## Records for processing

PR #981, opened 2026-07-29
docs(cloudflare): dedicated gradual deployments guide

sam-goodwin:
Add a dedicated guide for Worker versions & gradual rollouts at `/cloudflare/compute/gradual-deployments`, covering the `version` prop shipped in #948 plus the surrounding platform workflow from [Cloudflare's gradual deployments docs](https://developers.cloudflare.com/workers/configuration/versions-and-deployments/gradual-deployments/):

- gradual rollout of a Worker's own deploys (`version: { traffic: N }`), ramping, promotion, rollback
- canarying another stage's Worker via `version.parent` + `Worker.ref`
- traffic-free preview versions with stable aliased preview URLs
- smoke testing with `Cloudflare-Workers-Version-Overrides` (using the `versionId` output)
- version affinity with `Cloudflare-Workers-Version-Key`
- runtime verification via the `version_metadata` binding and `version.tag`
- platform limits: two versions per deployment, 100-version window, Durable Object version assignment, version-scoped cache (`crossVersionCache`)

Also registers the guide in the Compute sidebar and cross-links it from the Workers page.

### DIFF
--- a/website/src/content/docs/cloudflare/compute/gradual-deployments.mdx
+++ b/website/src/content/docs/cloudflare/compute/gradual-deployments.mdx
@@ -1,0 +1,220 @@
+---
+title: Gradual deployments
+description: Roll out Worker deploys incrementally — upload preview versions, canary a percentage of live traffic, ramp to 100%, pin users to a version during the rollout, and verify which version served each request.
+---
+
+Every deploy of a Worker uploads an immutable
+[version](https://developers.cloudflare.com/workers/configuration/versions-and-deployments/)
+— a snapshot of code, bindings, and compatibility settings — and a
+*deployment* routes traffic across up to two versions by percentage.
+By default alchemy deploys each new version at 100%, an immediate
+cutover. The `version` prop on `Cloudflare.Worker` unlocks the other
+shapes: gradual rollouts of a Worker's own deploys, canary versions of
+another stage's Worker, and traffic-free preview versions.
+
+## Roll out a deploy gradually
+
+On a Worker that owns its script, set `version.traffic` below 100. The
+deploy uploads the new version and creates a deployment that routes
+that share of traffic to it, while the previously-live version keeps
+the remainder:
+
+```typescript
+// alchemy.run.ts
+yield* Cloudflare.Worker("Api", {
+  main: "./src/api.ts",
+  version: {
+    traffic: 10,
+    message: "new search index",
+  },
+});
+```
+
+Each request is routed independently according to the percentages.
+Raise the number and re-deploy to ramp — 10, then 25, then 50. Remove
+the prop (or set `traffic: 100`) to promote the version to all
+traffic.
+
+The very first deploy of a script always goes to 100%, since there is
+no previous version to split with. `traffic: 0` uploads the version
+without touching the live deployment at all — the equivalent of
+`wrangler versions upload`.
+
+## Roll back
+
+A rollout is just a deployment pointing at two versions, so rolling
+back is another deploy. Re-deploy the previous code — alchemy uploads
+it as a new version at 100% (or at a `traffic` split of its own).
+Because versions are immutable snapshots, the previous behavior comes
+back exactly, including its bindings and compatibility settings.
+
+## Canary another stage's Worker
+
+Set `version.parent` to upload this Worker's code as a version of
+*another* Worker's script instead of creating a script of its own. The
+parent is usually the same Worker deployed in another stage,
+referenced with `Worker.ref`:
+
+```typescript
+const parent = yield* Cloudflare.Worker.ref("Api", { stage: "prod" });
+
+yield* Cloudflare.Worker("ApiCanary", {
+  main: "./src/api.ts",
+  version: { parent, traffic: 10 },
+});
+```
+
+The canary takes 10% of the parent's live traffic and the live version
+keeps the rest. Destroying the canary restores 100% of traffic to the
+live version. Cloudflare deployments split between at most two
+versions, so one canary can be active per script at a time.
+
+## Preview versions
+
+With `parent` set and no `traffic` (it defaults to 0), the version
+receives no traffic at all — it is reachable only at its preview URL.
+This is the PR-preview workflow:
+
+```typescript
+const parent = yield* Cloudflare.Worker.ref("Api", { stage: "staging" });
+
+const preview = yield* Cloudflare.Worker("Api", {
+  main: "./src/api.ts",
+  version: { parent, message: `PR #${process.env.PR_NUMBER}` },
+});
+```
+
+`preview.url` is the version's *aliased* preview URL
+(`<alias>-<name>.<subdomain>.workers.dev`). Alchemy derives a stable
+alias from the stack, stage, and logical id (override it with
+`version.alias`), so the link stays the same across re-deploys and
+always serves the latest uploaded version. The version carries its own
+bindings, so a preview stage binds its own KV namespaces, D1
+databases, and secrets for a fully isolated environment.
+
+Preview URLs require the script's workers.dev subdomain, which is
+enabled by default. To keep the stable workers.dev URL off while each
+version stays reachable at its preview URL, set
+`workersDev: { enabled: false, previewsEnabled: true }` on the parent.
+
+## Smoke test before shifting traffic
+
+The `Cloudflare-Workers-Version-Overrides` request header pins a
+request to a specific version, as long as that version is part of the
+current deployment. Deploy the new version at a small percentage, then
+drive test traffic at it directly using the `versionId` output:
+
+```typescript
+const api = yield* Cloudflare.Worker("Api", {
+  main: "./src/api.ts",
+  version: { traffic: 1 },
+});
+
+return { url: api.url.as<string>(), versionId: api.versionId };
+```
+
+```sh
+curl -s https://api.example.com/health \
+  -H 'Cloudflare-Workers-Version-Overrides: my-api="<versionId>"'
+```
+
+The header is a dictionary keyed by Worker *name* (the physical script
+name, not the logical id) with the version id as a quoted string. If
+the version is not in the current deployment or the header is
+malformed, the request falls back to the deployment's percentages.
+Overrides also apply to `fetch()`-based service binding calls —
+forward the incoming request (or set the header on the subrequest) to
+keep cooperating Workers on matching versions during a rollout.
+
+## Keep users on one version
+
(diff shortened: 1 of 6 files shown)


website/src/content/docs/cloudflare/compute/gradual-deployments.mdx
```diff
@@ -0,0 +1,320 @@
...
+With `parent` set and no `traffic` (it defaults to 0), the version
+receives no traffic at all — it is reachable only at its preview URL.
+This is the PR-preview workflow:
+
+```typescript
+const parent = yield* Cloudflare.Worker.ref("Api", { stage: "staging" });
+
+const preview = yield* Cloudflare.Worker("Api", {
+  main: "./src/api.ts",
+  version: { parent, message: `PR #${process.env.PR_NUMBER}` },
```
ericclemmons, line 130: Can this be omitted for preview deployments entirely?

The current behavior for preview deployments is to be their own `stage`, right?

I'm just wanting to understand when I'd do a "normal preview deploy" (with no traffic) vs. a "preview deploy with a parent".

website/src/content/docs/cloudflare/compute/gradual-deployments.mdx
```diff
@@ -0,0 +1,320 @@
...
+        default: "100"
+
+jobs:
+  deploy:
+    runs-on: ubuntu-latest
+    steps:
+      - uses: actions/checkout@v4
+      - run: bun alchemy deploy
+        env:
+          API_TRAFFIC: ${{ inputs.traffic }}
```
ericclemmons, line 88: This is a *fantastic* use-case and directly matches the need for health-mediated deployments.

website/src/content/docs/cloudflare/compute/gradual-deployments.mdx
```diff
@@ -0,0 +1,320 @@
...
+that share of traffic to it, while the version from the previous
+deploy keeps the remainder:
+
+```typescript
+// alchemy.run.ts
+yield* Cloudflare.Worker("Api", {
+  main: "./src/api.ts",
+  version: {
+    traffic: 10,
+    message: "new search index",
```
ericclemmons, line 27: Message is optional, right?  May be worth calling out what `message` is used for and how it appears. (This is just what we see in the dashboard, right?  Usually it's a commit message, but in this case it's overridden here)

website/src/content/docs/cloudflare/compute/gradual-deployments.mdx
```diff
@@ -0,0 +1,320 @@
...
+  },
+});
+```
---
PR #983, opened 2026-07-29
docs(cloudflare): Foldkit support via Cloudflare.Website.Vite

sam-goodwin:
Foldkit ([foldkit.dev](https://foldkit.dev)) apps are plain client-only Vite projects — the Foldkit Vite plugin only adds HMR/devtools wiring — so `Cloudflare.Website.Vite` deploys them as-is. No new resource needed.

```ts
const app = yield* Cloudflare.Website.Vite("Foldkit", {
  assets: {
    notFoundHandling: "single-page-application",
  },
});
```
==
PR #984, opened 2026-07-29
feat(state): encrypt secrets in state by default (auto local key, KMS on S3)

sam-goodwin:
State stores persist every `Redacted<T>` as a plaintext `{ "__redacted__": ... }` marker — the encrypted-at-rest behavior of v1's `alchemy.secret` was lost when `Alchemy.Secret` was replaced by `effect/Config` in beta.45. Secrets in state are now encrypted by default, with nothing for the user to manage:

## Problem to work on
Scan the entries above. Copy each line that has the string "always".

## Written reply
+The very first deploy of a script always goes to 100%, since there is
+always serves the latest uploaded version. The version carries its own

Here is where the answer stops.